Я с трудом перевел дыхание, и тут ярость вырвалась из оков изумления. Не вспомни я о быкоголовом — убил бы на месте мерзкого карлика!

— Ты лжешь, афинянин! — воскликнул я, вскакивая. И, не сдержавшись, ударил его кулаком по лицу. Он невозмутимо размазал большой ладонью кровь и глину по щеке и произнес:

— Гневаешься — значит, знаешь, что я прав. Не знаешь, так догадываешься. Посмотри на себя — разве в твоем облике есть хоть что-то, что напоминало бы Зевса?

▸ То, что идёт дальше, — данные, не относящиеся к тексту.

PR #95, opened 2015-07-29
Added negative test case to GCS auth tests when a bucket exists but u…

jacarey:
…ser doesn't have write permissions.

Fixed potential None.get exception on AgoraAuthorizationException.

### DIFF
--- a/src/test/scala/org/broadinstitute/dsde/agora/server/dataaccess/acls/GcsAuthorizationSpec.scala
+++ b/src/test/scala/org/broadinstitute/dsde/agora/server/dataaccess/acls/GcsAuthorizationSpec.scala
@@ -3,7 +3,7 @@ package org.broadinstitute.dsde.agora.server.dataaccess.acls
 
 import org.broadinstitute.dsde.agora.server.AgoraConfig
 import org.broadinstitute.dsde.agora.server.AgoraIntegrationTestData._
-import org.broadinstitute.dsde.agora.server.business.AgoraBusiness
+import org.broadinstitute.dsde.agora.server.business.{AgoraAuthorizationException, AgoraBusiness}
 import org.broadinstitute.dsde.agora.server.dataaccess.acls.gcs.GcsAuthorizationProvider
 import org.scalatest.{DoNotDiscover, FlatSpec}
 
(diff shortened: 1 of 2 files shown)


src/test/scala/org/broadinstitute/dsde/agora/server/dataaccess/acls/GcsAuthorizationSpec.scala
```diff
@@ -16,4 +16,13 @@ class GcsAuthorizationSpec extends FlatSpec {
     val entity = agoraBusiness.insert(testIntegrationEntity, "jcarey@broadinstitute.org")
     assert(agoraBusiness.findSingle(entity, Seq(entity.entityType.get), username) === entity)
   }
+
+  "Agora" should "check bucket write ACL when creating a new method in an existing workspace and fail if the user " +
+    "doesn't have access" in {
+    val thrown = intercept[AgoraAuthorizationException] {
+      val entity = agoraBusiness.insert(testIntegrationEntity, "ggrant@broadinstitute.org")
+      assert(agoraBusiness.findSingle(entity, Seq(entity.entityType.get), username) === entity)
```
dshiga: Do we need this line? The code should never reach here because an exception is thrown, right?

jacarey: good point... was from a copy paste.

src/test/scala/org/broadinstitute/dsde/agora/server/dataaccess/acls/GcsAuthorizationSpec.scala
```diff
@@ -16,4 +16,13 @@ class GcsAuthorizationSpec extends FlatSpec {
...
+    }
+    assert(thrown != null)
+  }
 }
```
gbggrant: This new test fails because of the order of execution - right?  Are these tests always guaranteed to executed in this order?

jacarey: Within a FlatSpec yes. they are sequential. Across suites.... potentially not.

PR #96, opened 2015-07-30
Rewrote entity insert acl logic; view and edit acls

vivster7:


src/main/scala/org/broadinstitute/dsde/agora/server/business/AclBusiness.scala
```diff
@@ -0,0 +1,122 @@
...
+      val bucketAcls = listBucketAcl(bucket).setFields("items(entity,role)").execute()
+
+      bucketAcls.toPrettyString
+
+    } else {
+      throw new NamespaceAuthorizationException(AgoraPermissions(Manage), entity)
+    }
+  }
+
+  def insertNamespaceAcl(_context: RequestContext, entity: AgoraEntity, user: String, acl: BucketAccessControl) = {
```
gbggrant: Why the '_' prefix on variable names in some cases and not others?  If not needed I wouldn't use them.

src/main/scala/org/broadinstitute/dsde/agora/server/business/AclBusiness.scala
```diff
@@ -0,0 +1,122 @@
...
+      val updatedAcls = filterBucketAclsByEntity(bucketAcls, acl.getEntity)
+
+      patchBucketAcls(bucket, updatedAcls).setFields("acl(entity,role)").execute().toPrettyString
+
+    } else {
+      throw new NamespaceAuthorizationException(AgoraPermissions(Manage), entity)
+    }
+  }
+
+  def filterBucketAclsByEntity(acls: java.util.List[BucketAccessControl], entityToFilter: String): java.util.ArrayList[BucketAccessControl] = {
```
gbggrant: I think this can be replaced with a scala filter expression.
Something like updatedAcls = acls.filter(_.getEntity != entityToFilter)

src/main/scala/org/broadinstitute/dsde/agora/server/business/AclBusiness.scala
```diff
@@ -0,0 +1,122 @@
...
+      val updatedAcls = filterObjectAclsByEntity(objectAcls, acl.getEntity)
+
+      patchObjectAcls(_object, updatedAcls).setFields("acl(entity,role)").execute().toPrettyString
+
+    } else {
+      throw new EntityAuthorizationException(AgoraPermissions(Manage), entity)
+    }
+  }
+
+  def filterObjectAclsByEntity(acls: java.util.List[ObjectAccessControl], entityToFilter: String): java.util.ArrayList[ObjectAccessControl] = {
```
gbggrant: Similar comment as above about replacing this with a filter expression.

src/main/scala/org/broadinstitute/dsde/agora/server/dataaccess/acls/gcs/GcsClient.scala
```diff
@@ -0,0 +1,151 @@
...
+  def createBucketAcl(bucket: Bucket, content: BucketAccessControl) =
+    bucketAcls.insert(bucket.getName, content)
+
+  def deleteBucketAcl(bucket: Bucket, user: String) =
+    bucketAcls.delete(bucket.getName, user.toGoogleUserEntity)
+
+  def listBucketAcl(bucket: Bucket) =
+    bucketAcls.list(bucket.getName)
+
+  def patchBuckettAcl(bucket: Bucket, user: String, content: BucketAccessControl) =
```
gbggrant: 'Bucket' (not 'Buckett')

src/main/scala/org/broadinstitute/dsde/agora/server/business/AclBusiness.scala
```diff
@@ -0,0 +1,122 @@
...
+    val numberOfAcls = acls.size
+    val updatedAcls = new java.util.ArrayList[ObjectAccessControl]()
+    for (i <- 0 until numberOfAcls) {
+      if (acls.get(i).getEntity != entityToFilter) {
+        updatedAcls.add(acls.get(i))
+      }
+    }
+    return updatedAcls
```
gbggrant: Unnecessary return statement.

src/main/scala/org/broadinstitute/dsde/agora/server/webservice/AclHandler.scala
```diff
@@ -0,0 +1,48 @@
+package org.broadinstitute.dsde.agora.server.webservice
+
+import akka.actor.Actor
+import com.google.api.services.storage.model.{ObjectAccessControl, BucketAccessControl}
+import org.broadinstitute.dsde.agora.server.busines.AclBusiness
+import org.broadinstitute.dsde.agora.server.dataaccess.acls.AuthorizationProvider
+import org.broadinstitute.dsde.agora.server.model.{AgoraEntity}
```
gbggrant: Don't need braces '{' around single entry

gbggrant:
Looks good.  :+1:

src/main/scala/org/broadinstitute/dsde/agora/server/business/AclBusiness.scala
vivster7: typically, they are used to avoid naming conflicts (i.e, if there was another context variable in scope). In this case, there is not, so the _ can be removed.

src/main/scala/org/broadinstitute/dsde/agora/server/business/AclBusiness.scala
vivster7: for this and the comment below, the google client api returns java ArrayList objects, which do not have filter functionality. The java arrays can be converted to scala arrays, so we can use filter, but they need to be converted back to Java in order to be returned to Google's API. I thought it was cleaner to just write the code as I would in Java instead of converting back and forth. I will add a comment to the code to make it clearer though.

PR #98, opened 2015-08-12
Do not do docker ref validation if docker image is on gcr.io

gbggrant:


bradtaylor:
Looks good, though at some future point we will want to validate gcr.io docker images, presumably.

How did this decrease our test coverage 17%?
Going to look at coveralls...

gbggrant:
Yes.  This was just added to bypass checking for the gcr.io docker images.  Just a stop gap to unblock Alex.

I don't understand the test coverage drop either.  I'll look a little deeper

PR #100, opened 2015-08-14
Add reference from Configuration to Method

dshiga:
When Agora gets a query for configurations, we need to return not only the configuration but also info about the associated method. This pull request implements that functionality.

Changes:
-When inserting a configuration, find the method reference in the payload and use it to populate the methodId metadata field in the configuration
-When returning configurations, use the methodId field to find the associated method and embed its details in the configuration json


src/main/scala/org/broadinstitute/dsde/agora/server/dataaccess/mongo/AgoraMongoDao.scala
```diff
@@ -55,7 +53,51 @@ class AgoraMongoDao(collections: Seq[MongoCollection]) extends AgoraDao {
     //insert the entity
     val dbEntityToInsert = EntityToMongoDbObject(entityWithId)
     collection.insert(dbEntityToInsert)
-    findSingle(entityWithId)
+    val insertedEntity = findSingle(MongoDbObjectToEntity(dbEntityToInsert))
+    insertedEntity
+  }
+
+  override def findSingle(namespace: String, name: String, snapshotId: Int): AgoraEntity = {
```
dshiga: I reordered some methods, so you'll see additions and deletions due purely to those moves. (I moved all the interface methods to the top).

PR #102, opened 2015-08-20
Refactored exceptions. Return 404 when user cannot read entity

vivster7:


src/main/scala/org/broadinstitute/dsde/agora/server/exceptions/AgoraException.scala
```diff
@@ -0,0 +1,14 @@
+package org.broadinstitute.dsde.agora.server.exceptions
+
+import com.typesafe.scalalogging.slf4j.LazyLogging
+import spray.http.{StatusCode, StatusCodes}
+
+case class AgoraException(message: String = null,
+                          cause: Throwable = null,
+                          statusCode: StatusCode = StatusCodes.InternalServerError)
+  extends Exception(message, cause) with LazyLogging {
+  logger.debug("-"*20)
```
jacarey: this should be .error

jacarey:
:+1:

PR #108, opened 2015-08-28
Validate so user cannot post entity with snapshotId

vivster7:


src/main/scala/org/broadinstitute/dsde/agora/server/webservice/routes/RouteHelpers.scala
```diff
@@ -180,7 +180,8 @@ trait AddRouteHelper extends BaseRoute {
 
   def validatePostRoute(entity: AgoraEntity, path: String): Directive0 = {
     validateEntityType(entity.entityType, path) &
-    validate(entity.payload.get.nonEmpty, "You must supply a payload.")
+    validate(entity.payload.get.nonEmpty, "You must supply a payload.") &
+    validate(entity.snapshotId.isEmpty, "You cannot specify a snapshotId. It will be assigned by the database.")
```
bradtaylor: I would say system rather than database, but it's nbd

bradtaylor:
thumbs up

src/main/scala/org/broadinstitute/dsde/agora/server/webservice/routes/RouteHelpers.scala
vivster7: agreed

PR #111, opened 2015-09-01
seeking comments on changes fo google-based proxy instead of OpenAM (openidc)

kcibul:
Don't merge -- this needs to be done in a coordinated manner, but since Agora was the simplest service that uses OpenAM directly it seemed a good place to start.

added new OpenIdConnect directive to support google-based proxy, generified OpenAM names.


dshiga:
Looks reasonable to me.

src/main/scala/org/broadinstitute/dsde/agora/server/AgoraConfig.scala
```diff
@@ -5,7 +5,7 @@ import com.typesafe.config.{Config, ConfigFactory}
 import net.ceedubs.ficus.Ficus._
 import org.broadinstitute.dsde.agora.server.model.AgoraEntityType
 import org.broadinstitute.dsde.agora.server.model.AgoraEntityType.EntityType
-import org.broadinstitute.dsde.agora.server.webservice.routes.{AgoraDirectives, AgoraOpenAMDirectives, MockAgoraDirectives}
+import org.broadinstitute.dsde.agora.server.webservice.routes.{AgoraDirectives, AgoraOpenAMDirectives, MockAgoraDirectives, OpenIdConnectDirectives}
 import scala.slick.jdbc.JdbcBackend.Database
```
jacarey: we should be able to get rid of the openam directives

jacarey:
:+1:

PR #112, opened 2015-09-01
refactor permissions client

vivster7:


vivster7:
tried to make this file easier to understand. woud like your opinion on how understandable you think it is. please point out any remaining areas of confusion

src/main/scala/org/broadinstitute/dsde/agora/server/dataaccess/permissions/PermissionsClient.scala
```diff
@@ -45,42 +45,55 @@ trait PermissionsClient {
...
-    Await.result(agoraPermissions, timeout)
   }
 
   def listPermissions(agoraEntity: AgoraEntity): Seq[AccessControl] = {
+    // Construct query
     val permissionsQuery = for {
       entity <- entities if entity.alias === alias(agoraEntity)
       _permissions <- permissions if _permissions.entityID === entity.id
       user <- users if user.id === _permissions.userID
     } yield (user.email, _permissions.roles)
```
gbggrant: Why not expand the query here like you have elsewhere (i.e. for permissionsQuery in getPermission)?

gbggrant:
I like it.  More readable than before.

src/main/scala/org/broadinstitute/dsde/agora/server/dataaccess/permissions/PermissionsClient.scala
vivster7: honestly, its just a lack on Slick knowledge. This query is different because it returns a sequence of permissions, while the other queries return an individual permission. I would guess there is a way to expand / simplify the query, but I'm just not sure how to do it right now.

PR #114, opened 2015-09-03
added swagger endpoint for method redact

vivster7:


src/main/resources/swagger/agora.json
```diff
@@ -1,1353 +1,1442 @@
...
+                    "200": {
+                        "description": "An array of methods.",
+                        "schema": {
+                            "type": "array",
+                            "items": {
+                                "$ref": "#/definitions/MethodResponse"
+                            }
+                        }
+                    },
+                    "default": {
```
bradtaylor: Shouldn't this be "500"?  Currently its the only thing displayed under "Response Messages"

src/main/resources/swagger/agora.yaml
```diff
@@ -820,7 +885,7 @@ definitions:
       namespace:
```
bradtaylor: Should the name of this be MethodPost instead of method query?

src/main/resources/swagger/agora.json
```diff
@@ -1,1353 +1,1442 @@
...
+                    "201": {
+                        "description": "Method successfully added.",
+                        "schema": {
+                            "$ref": "#/definitions/MethodResponse"
+                        }
+                    },
+                    "400": {
+                        "description": "Malformed input.",
+                        "schema": {
+                            "$ref": "#/definitions/Error"
```
bradtaylor: The $ref here is not correctly associated with this response. Error is a 500 message, whereas this is 400. We need another definition for malformed response. Probably ones for 401 unauthorized and 404 not found as well

src/main/resources/swagger/agora.json
```diff
@@ -1,1353 +1,1442 @@
...
+                    }
+                ],
+                "tags": [
+                    "Methods"
+                ],
+                "responses": {
+                    "200": {
+                        "description": "An single method.",
+                        "schema": {
+                            "type": "array",
```
bradtaylor: Query single does not return an array

src/main/resources/swagger/agora.json
```diff
@@ -1,1353 +1,1442 @@
...
+                            "items": {
+                                "$ref": "#/definitions/MethodResponse"
+                            }
+                        }
+                    },
+                    "default": {
```
bradtaylor: 500 again?

src/main/resources/swagger/agora.json
```diff
@@ -1,1353 +1,1442 @@
...
+                "tags": [
+                    "Methods"
+                ],
+                "responses": {
+                    "200": {
+                        "description": "An array of methods.",
+                        "schema": {
+                            "type": "array",
+                            "items": {
+                                "$ref": "#/definitions/MethodResponse"
```
bradtaylor: We don't actually return some fields by default in the list (payload, documentation are excluded). Should we have a separate definition for MethodListResponse that makes this distinction clear?

bradtaylor: Is there any way to make it clear that payload and documentation fields are excluded by default?

src/main/resources/swagger/agora.json
```diff
@@ -1,1353 +1,1442 @@
...
+                    "Methods"
+                ],
+                "responses": {
+                    "200": {
+                        "description": "An integer showing how many methods were deleted.\n",
+                        "schema": {
+                            "type": "number"
+                        }
+                    },
+                    "default": {
```
bradtaylor: 500 again?

src/main/resources/swagger/agora.json
```diff
@@ -1,1353 +1,1442 @@
...
+                    "200": {
+                        "description": "An array of configurations.",
+                        "schema": {
+                            "type": "array",
+                            "items": {
+                                "$ref": "#/definitions/ConfigurationResponse"
+                            }
+                        }
+                    },
+                    "default": {
```
bradtaylor: 500 again?

src/main/resources/swagger/agora.json
```diff
@@ -1,1353 +1,1442 @@
...
+                        "name": "user",
+                        "in": "query",
+                        "description": "User's email.",
+                        "required": true,
+                        "type": "string"
+                    },
+                    {
+                        "name": "roles",
+                        "in": "query",
+                        "description": "List of comma seperated roles -- i.e. Read,Write,Create,Redact,Manage or \"All\" or \"Nothing\". NO SPACES.",
```
bradtaylor: Is Put Nothing the same as Delete?

src/main/resources/swagger/agora.json
```diff
@@ -1,1353 +1,1442 @@
...
+                    "default": {
+                        "description": "Unexpected error",
+                        "schema": {
+                            "$ref": "#/definitions/Error"
+                        }
+                    }
+                }
+            },
+            "put": {
+                "summary": "Edit a permissions on namespace.",
```
bradtaylor: permission (singular). See also for method and configuration below

src/main/resources/swagger/agora.yaml
```diff
@@ -148,6 +149,38 @@ paths:
...
+          type: number
+      tags:
+        - Methods
+      responses:
+        200:
+          description: |
+            An integer showing how many methods were deleted.
+          schema:
+            type: number
+        default:
```
bradtaylor: Throughout, we have responses listed as "default", where we should probably be specifying their type (500, 400, etc).

Also, there are some cases where we have 400 responses, but #/definitions/Error only has 500. We should probably create some more error response definitions. Might as well do this now, while we're editing the file?

src/main/resources/swagger/agora.yaml
```diff
@@ -139,7 +140,7 @@ paths:
         - Methods
       responses:
         200:
-          description: An array of methods.
+          description: An single method.
           schema:
             type: array
```
bradtaylor: Getting a single method does not return an array. Might as well change this since we're here

src/main/resources/swagger/agora.yaml
```diff
@@ -909,17 +974,17 @@ definitions:
...
         description: Payload of method -- must be in WDL format
         default: |
-          task wc { command { cat ${File in_file} | wc -l } output { Int count = read_int(stdout()) }}
+          { "methodStoreMethod": { "methodNamespace": "YOUR_NAMESPACE", "methodName": "BWA", "methodVersion": 1}}
       entityType:
         type: string
-        description: Tyoe of the AgoraEntity -- Task or Workflow.
+        description: Type of the AgoraEntity -- Task or Workflow.
         default: Task
   MethodResponse:
```
bradtaylor: For both methods and configurations, payload and description are excluded by default in the return from the list method. (they are included when getting single entity). However, you CAN request them while doing a list by explicitly adding them to includedFields. Is there any way to make this clear?

src/main/resources/swagger/agora.yaml
```diff
@@ -285,6 +318,38 @@ paths:
...
+        200:
+          description: |
+            An integer showing how many configurations were deleted. Should be 1.
+          schema:
+            type: number
+        default:
+          description: Error upon redaction
+          schema:
+            $ref: '#/definitions/Error'
   /methods/{namespace}/permissions:
```
bradtaylor: All of the permissions methods are tagged as NamespacePermissions and Permissions respectively. So everything for /methods and /configurations end up in the same frame. Do you like this distinction? If it were me I might tag everything Methods or Configurations. So then things would be grouped by what kind of entity they refer to. Up to you

src/main/resources/swagger/agora.yaml
```diff
@@ -948,10 +1013,10 @@ definitions:
...
         description: Payload of method -- must be in WDL format
         default: |
-          task wc { command { cat ${File in_file} | wc -l } output { Int count = read_int(stdout()) }}
+          task wc {File in_file command { cat ${in_file} | wc -l } output { Int count = read_int(stdout()) }}
       entityType:
         type: string
-        description: Tyoe of the AgoraEntity -- Task or Workflow.
+        description: Type of the AgoraEntity -- Task or Workflow.
         default: Task
   AccessControl:
```
bradtaylor: For the description for roles, can we list the acceptable values? (Read, Write, Manage, Redact, All)

bradtaylor:
Some general comments, mostly related to things you didn't actually change. I figure it might be easy to fix these things up now.

Otherwise, thumbs up

PR #115, opened 2015-09-04
Added security definitions for google oauth2.

jacarey:


vivster7:
We should keep our swagger.json and swagger.yaml in sync. You can use http://editor.swagger.io/#/ to import a json file and generate a yaml file.

I find it easier to use their editor to edit the yaml, then generate the json.

jacarey:
yaml updated.

PR #134, opened 2019-04-25
Backport String#to_d fix to 1.4 branch

ibrahima:
Cherry-picking these commits from #132 back to the 1.4 branch. Not sure if there was a better way to do this.

### DIFF
--- a/ext/bigdecimal/bigdecimal.c
+++ b/ext/bigdecimal/bigdecimal.c
@@ -4294,7 +4294,7 @@ VpAlloc(size_t mx, const char *szVal, int strict_p, int exc)
 
     psz[i] = '\0';
 
-    if (((ni == 0 || dot_seen) && nf == 0) || (exp_seen && ne == 0)) {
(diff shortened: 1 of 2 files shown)


ibrahima:
By the way, I have been trying to use my branch of BigDecimal in my local Gemfile to fix the issue in my application, but it seems like somehow I can't install bigdecimal from git (using a line like `gem 'bigdecimal', github: 'ibrahima/bigdecimal', branch: 'v1.4.x_with_fix'`) because somehow the gemspec file is different from what it looks like in the repository. It looks like it is somehow postprocessed:

```ruby
# -*- encoding: utf-8 -*-
# stub: bigdecimal 1.4.4 ruby lib
# stub: ext/bigdecimal/extconf.rbext/bigdecimal/util/extconf.rb

Gem::Specification.new do
|s|
  s.name = "bigdecimal".freeze
  s.version = "1.4.4"
```

and this causes the extconf.rb script to fail because it can't find the `bigdecimal_version="1.4.4"` line.

Any ideas on how to install this gem from GitHub? Thanks!

mrkn:
@ibrahima I'm sorry I don't know why the reason and how to resolve.

PR #138, opened 2019-05-08
Let util.so explicitly depends on bigdecimal.so

mrkn:


mrkn:
Windows support is broken: https://ci.appveyor.com/project/ruby/bigdecimal/builds/24385035/job/2imiqifrgcl5mal9

PR #145, opened 2019-05-10
Make BigDecimal::VERSION to support -dev suffix

mrkn:


nobu:
This doesn't work when only bigdecimal.gemspec is changed, since it does not trigger extconf.rb.

PR #148, opened 2019-07-14
Speed up loading bigdecimal gem

amatsuda:
This patch drastically reduces time taken to load the gem in all non-Windows platforms.

Here's a quick benchmark result of requiring the gem before and after this patch on my Mac.

```
ruby -e "now = Time.now; gem 'bigdecimal', '1.4.4'; require 'bigdecimal'; p '1.4.4' => Time.now - now"
ruby -e "now = Time.now; gem 'bigdecimal', '2.0.0.dev'; require 'bigdecimal'; p '2.0.0.dev' => Time.now - now"
{"1.4.4"=>0.172034}
{"2.0.0.dev"=>0.003902}
```

This patch was originally written by @nobu for io-console gem, and I'm just copying the solution to this repo, so please read other repos' PRs for more details.
https://github.com/ruby/psych/pull/406
https://github.com/ruby/io-console/pull/4

### DIFF
--- a/Rakefile
+++ b/Rakefile
@@ -6,6 +6,7 @@ require "rake/extensiontask"
 require "rake/testtask"
 
 spec = eval(File.read('bigdecimal.gemspec'))
+spec.require_paths.insert(0, *%w[stub])
 Rake::ExtensionTask.new('bigdecimal', spec) do |ext|
   ext.lib_dir = File.join(*['lib', ENV['FAT_DIR']].compact)
   ext.cross_compile = true
--- a/bigdecimal.gemspec
+++ b/bigdecimal.gemspec
@@ -19,7 +19,6 @@ Gem::Specification.new do |s|
     bigdecimal.gemspec
     ext/bigdecimal/bigdecimal.c
     ext/bigdecimal/bigdecimal.h
-    lib/bigdecimal.rb
     lib/bigdecimal/jacobian.rb
     lib/bigdecimal/ludcmp.rb
     lib/bigdecimal/math.rb
@@ -28,6 +27,7 @@ Gem::Specification.new do |s|
     sample/linear.rb
     sample/nlsolve.rb
     sample/pi.rb
+    stub/bigdecimal.rb
   ]
 
   s.required_ruby_version = Gem::Requirement.new(">= 2.3.0".freeze)
--- a/lib/bigdecimal.rb
+++ b/lib/bigdecimal.rb
@@ -1,5 +1,0 @@
-begin
-  require "#{RUBY_VERSION[/\d+\.\d+/]}/bigdecimal.so"
-rescue LoadError
-  require 'bigdecimal.so'
-end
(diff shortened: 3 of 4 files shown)


kou:
I think that we can just stop fat gem support for the performance improvement.
RubyInstaller provides Ruby that can build an extension with `gem install bigdecimal`. Because RubyInstaller provides Ruby with MinGW as Devkit.

nobu:
Isn't a binary gem also for mswin?
Although mswin binary package may not exist now.

kou:
> Isn't a binary gem also for mswin?

We may be able to use a binary gem for \*-mingw32 with \*-mswin\* because it for \*-mingw32 uses non versioned `msvcrt.dll`. But it's not recommended. \*-mswin\* users should build their extension library by Visual C++.

And existing binary gems for \*-mingw32 aren't installed automatically with \*-mswin\* Ruby. Because they are different architecture.

amatsuda:
> I think that we can just stop fat gem support for the performance improvement.

I'm totally fine with either solution.

> RubyInstaller provides Ruby that can build an extension with gem install bigdecimal. Because RubyInstaller provides Ruby with MinGW as Devkit.

This may work great so far as everything is working. But it may cause some compilation troubles especially for those who are not very much familiar with compiling things, and so the development team may have to spend some time on shooting such troubles.

kou:
> But it may cause some compilation troubles especially for those who are not very much familiar with compiling things, and so the development team may have to spend some time on shooting such troubles.

Providing fat gem spends more time than resolving build error problems in my experience (I stopped fat gem support for Ruby-GNOME2 that has Windows users).

Normally, build error problems aren't occurred while AppVeyor build is green.

Normally, releasing fat gems is forgotten. For example, bigdecimal started fat gem support since 2017 #75 but no fat gems are released: https://rubygems.org/gems/bigdecimal/versions
The latest io-console (0.4.8) is the same situation: https://rubygems.org/gems/io-console/versions

I'm not surprised at this because releasing fat gems is a bother. We need to run more commands (`rake build:mingw` and `gem push pkg/*-mingw32.gem`) than `rake release` and prepare Docker. And we need to update supported Ruby version list when new Ruby is released: https://github.com/ruby/bigdecimal/blob/master/Rakefile#L21

I think that removing fat gem support will make both users (improving `require` performance) and developers (less maintenance cost) happy.

amatsuda:
> The latest io-console (0.4.8) is the same situation: https://rubygems.org/gems/io-console/versions

Ugh. So sorry about this. I asked nobu to release the gem and I was physically pairing with him, but yeah, we skipped that process...

Anyway, I'm now +1 for omitting the fat gem release. Let's see how it goes, and we can switch back to the fat gems anytime if we're seeing unexpected problems.
I suppose it's actually a very good timing to change the distribution process since the next release is a major version bump, right?

kou:
We don't need to care about major version bump. Because we have never released fat gems for bigdecimal.

@mrkn What do you think about removing fat gem support? I think that you don't want to care about Windows. So removing fat gem support seems reasonable to you.

mrkn:
I want to drop fat gem support.

kou:
OK. Let's drop fat gem support.

@amatsuda Do you want to work on it in this pull request or create another pull request?

amatsuda:
Just made another PR #149 for dropping the whole "fat gem" thing.

PR #150, opened 2019-08-15
Do not mutate frozen BigDecimal argument in BigMath.exp

jeremyevans:
BigMath.exp would previously mutate a BigDecimal argument if the
argument was negative.  This makes a internal copy of the argument
to avoid the mutation.

Fixes Ruby Bug 8542


mrkn:
@jeremyevans Good catch, thank you very much!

Он выпрямился и, нависая надо мной, продолжал, будто гвозди вколачивал:

— По праву рождения и крови ты — царь мертвых, не живых! Великое предназначение предстоит исполнить тебе, сын великого бога! Но путями жизни ты не ходил и не будешь ходить никогда. Зевс избрал тебя потому, что ему хочется утвердить свою власть в чужих владениях — на земле Посейдона. А для этого нужно уничтожить тот мир, который был создан здесь Посейдоном и Бритомартис, населить остров иным народом. Только для этого он и поставил тебя царем над Критом. И, выполнив свою работу, ты уйдешь в небытие, потому что для созидания ты Зевсу не нужен. Ты отрекся от рода своего. И возрождения тебе не будет!

Кровавая пелена поплыла у меня перед глазами.

Пусть он подавится своей правдой!

Раздавлю гада!

— Разве так должно поступать самому справедливому из царей? — с издевательской улыбкой заметил Дедал.

Я поспешно перехватил свою, уже готовую нанести удар, руку за запястье и сжал до боли, пытаясь отрезвить себя.

— По какому праву ты хочешь убить меня? Разве я совершил преступление на Крите, царь? Или сыновья богов могут забыть о законе? Тогда почему, когда сын Зевса Радамант убил человека, — ты приговорил его к изгнанию? — ехидно улыбался Дедал, глядя мне прямо в глаза.

Он и об этом знает правду? Законы брата моего, Радаманта, казались мне более совершенными, чем собственные. Потому я и не стал препятствовать его решению покинуть Крит, после того, как гепет Эндий был случайно убит Радамантом на охоте. Брат был мудр и прозорлив, он давно понимал, что у меня на душе. Я вновь услышал его слова, еще более страшные оттого, что они были сказаны ласково и успокоительно: "Конечно, ты можешь очистить меня от нечаянного кровопролития, Минос. Но зачем мне испытывать судьбу? Ты хочешь быть единственным великим и мудрым государем на Крите. И ты можешь быть им. Киклады велики — я уеду на любой из островов, дабы насаждать там законы великого анакта Миноса. Мы расстанемся как братья, сохранив приязнь межу собой. И когда нас будет разделять виноцветное море, мне будет легче признать твое старшинство". "Я полагал, что хорошо скрываю свою зависть к твоему уму," — попробовал улыбнуться я. "Не тебе одному стал тесен этот остров, — произнес Радамант. — Мне тоже." Я молча кивнул и не стал переубеждать брата. Если бы мне хотелось, чтобы Радамант оставался подле меня, разве не нашлось бы у меня слов удержать его?